# What the task requires
Among the entries below, find each line holding "readme" and return it.

* * *

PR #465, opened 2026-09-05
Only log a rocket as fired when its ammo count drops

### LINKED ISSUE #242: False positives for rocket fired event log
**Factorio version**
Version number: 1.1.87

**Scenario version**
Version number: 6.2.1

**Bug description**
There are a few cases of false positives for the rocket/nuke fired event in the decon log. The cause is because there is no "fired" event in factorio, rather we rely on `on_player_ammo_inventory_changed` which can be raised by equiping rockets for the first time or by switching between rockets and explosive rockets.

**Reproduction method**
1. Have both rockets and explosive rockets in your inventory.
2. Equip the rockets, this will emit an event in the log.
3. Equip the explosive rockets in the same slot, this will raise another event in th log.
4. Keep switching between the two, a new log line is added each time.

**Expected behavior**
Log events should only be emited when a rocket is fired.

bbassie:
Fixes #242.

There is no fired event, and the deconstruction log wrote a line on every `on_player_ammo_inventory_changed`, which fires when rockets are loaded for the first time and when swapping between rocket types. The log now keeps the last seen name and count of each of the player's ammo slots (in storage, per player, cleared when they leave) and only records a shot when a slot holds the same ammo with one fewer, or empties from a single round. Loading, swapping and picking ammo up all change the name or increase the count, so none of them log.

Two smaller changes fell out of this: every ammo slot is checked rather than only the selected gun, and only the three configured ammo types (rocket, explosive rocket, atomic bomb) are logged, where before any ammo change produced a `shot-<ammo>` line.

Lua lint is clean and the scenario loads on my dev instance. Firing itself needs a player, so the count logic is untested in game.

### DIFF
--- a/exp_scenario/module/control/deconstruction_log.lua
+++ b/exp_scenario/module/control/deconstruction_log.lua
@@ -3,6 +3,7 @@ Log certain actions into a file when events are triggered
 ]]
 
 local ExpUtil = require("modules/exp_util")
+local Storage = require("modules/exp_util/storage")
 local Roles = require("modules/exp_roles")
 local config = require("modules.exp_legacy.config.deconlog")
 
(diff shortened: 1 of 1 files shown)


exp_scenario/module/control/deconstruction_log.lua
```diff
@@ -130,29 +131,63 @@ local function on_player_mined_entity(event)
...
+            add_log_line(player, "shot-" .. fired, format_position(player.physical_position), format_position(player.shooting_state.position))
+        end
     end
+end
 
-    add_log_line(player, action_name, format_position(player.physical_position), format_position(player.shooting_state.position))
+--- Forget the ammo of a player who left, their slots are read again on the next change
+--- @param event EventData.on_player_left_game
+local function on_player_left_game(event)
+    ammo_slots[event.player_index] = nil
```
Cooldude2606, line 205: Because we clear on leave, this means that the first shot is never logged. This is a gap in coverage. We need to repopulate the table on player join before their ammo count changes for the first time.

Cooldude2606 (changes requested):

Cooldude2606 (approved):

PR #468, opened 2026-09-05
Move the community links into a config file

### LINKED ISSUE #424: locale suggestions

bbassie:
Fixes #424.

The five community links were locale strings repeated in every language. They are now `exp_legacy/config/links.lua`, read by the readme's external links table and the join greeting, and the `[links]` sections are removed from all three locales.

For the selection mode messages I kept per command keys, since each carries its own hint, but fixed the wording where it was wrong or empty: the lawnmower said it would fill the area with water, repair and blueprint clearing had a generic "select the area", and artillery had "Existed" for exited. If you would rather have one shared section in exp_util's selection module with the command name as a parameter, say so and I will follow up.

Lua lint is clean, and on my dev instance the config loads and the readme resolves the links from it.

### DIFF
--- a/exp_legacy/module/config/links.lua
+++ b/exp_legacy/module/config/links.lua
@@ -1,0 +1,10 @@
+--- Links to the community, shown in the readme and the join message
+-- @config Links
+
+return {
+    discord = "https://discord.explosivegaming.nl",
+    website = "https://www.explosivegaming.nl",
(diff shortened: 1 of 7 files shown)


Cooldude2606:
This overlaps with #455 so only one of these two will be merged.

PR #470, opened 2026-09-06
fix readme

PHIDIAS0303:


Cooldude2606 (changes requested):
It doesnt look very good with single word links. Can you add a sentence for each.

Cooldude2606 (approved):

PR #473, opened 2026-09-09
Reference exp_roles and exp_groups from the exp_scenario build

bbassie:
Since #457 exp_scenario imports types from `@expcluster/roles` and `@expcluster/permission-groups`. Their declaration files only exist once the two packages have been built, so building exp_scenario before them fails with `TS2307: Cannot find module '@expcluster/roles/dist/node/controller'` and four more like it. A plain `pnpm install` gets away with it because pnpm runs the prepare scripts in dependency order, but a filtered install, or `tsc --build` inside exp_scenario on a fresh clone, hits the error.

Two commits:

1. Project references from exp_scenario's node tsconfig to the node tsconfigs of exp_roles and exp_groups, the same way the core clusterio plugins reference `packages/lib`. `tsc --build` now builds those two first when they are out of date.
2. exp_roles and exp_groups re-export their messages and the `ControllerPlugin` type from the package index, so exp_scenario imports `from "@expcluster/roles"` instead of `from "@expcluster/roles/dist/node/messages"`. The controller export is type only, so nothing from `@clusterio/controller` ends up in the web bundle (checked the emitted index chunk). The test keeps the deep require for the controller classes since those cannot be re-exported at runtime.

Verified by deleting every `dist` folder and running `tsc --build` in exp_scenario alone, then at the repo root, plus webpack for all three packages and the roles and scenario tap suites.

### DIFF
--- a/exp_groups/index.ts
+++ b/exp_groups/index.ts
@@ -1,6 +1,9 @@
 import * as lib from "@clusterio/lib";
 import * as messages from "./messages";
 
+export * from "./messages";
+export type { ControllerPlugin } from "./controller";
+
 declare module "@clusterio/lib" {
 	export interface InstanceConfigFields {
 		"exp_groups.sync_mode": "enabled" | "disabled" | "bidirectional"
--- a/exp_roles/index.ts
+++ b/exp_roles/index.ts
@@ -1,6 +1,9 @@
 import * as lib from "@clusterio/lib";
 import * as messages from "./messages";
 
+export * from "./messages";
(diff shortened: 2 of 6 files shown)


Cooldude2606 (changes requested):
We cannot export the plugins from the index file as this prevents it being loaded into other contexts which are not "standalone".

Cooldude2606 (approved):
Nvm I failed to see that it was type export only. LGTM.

* * *

# Task result
The five community links were locale strings repeated in every language. They are now `exp_legacy/config/links.lua`, read by the readme's external links table and the join greeting, and the `[links]` sections are removed from all three locales.
Lua lint is clean, and on my dev instance the config loads and the readme resolves the links from it.
+--- Links to the community, shown in the readme and the join message
fix readme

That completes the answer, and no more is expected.